> **Problem to work on**:
Only the number is wanted: state how many lines of the data below contain the word "thought".

(Records drawn from a dataset)
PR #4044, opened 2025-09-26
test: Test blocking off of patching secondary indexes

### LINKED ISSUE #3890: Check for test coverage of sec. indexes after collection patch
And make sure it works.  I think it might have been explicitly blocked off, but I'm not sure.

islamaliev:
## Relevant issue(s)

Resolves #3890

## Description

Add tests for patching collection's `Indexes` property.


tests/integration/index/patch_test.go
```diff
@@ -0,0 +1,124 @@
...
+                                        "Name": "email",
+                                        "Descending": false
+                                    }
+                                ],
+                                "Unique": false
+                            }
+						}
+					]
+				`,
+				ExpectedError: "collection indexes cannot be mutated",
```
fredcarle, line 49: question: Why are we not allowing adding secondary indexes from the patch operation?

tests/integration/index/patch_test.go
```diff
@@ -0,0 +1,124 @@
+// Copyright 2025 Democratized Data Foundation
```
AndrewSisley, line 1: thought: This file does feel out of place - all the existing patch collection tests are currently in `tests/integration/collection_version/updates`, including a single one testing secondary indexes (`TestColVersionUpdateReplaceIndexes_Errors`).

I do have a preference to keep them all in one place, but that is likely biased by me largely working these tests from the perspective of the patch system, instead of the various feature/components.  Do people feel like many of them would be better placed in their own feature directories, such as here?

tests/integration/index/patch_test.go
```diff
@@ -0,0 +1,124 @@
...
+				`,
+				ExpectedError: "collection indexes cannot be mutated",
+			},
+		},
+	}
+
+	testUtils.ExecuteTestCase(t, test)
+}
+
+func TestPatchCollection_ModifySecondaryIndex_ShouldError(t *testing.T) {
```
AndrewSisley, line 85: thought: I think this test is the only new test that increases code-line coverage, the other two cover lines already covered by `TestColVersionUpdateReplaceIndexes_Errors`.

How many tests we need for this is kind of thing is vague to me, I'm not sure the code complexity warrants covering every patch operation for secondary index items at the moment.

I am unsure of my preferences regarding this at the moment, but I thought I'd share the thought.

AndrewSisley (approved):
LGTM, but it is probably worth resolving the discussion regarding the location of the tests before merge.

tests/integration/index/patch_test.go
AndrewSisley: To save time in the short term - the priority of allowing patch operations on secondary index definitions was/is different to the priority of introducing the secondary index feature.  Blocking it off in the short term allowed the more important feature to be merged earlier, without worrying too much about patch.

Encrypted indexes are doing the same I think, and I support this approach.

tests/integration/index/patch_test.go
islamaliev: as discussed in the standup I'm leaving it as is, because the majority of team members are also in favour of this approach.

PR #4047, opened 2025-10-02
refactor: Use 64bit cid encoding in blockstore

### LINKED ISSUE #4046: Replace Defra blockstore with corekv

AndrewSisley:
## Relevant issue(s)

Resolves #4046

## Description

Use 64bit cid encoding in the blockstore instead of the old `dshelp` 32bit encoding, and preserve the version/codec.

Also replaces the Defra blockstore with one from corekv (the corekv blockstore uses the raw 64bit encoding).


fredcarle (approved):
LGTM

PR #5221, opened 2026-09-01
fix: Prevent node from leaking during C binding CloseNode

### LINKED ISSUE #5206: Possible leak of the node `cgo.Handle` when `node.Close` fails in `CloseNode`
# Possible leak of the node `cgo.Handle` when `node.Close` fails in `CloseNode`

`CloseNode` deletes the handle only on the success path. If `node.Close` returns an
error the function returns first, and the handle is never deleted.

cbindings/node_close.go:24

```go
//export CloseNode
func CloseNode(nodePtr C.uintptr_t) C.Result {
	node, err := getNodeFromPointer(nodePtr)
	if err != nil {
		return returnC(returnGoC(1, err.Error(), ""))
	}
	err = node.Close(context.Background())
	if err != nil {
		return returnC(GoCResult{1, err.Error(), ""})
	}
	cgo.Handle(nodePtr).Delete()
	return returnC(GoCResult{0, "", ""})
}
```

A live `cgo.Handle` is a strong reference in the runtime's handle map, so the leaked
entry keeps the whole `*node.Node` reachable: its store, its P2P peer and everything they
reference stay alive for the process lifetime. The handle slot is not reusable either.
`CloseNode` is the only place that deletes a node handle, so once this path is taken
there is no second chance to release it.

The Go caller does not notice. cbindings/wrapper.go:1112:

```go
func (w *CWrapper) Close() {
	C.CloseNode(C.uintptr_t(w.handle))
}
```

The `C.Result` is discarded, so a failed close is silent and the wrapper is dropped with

> **Solution to the problem**:
3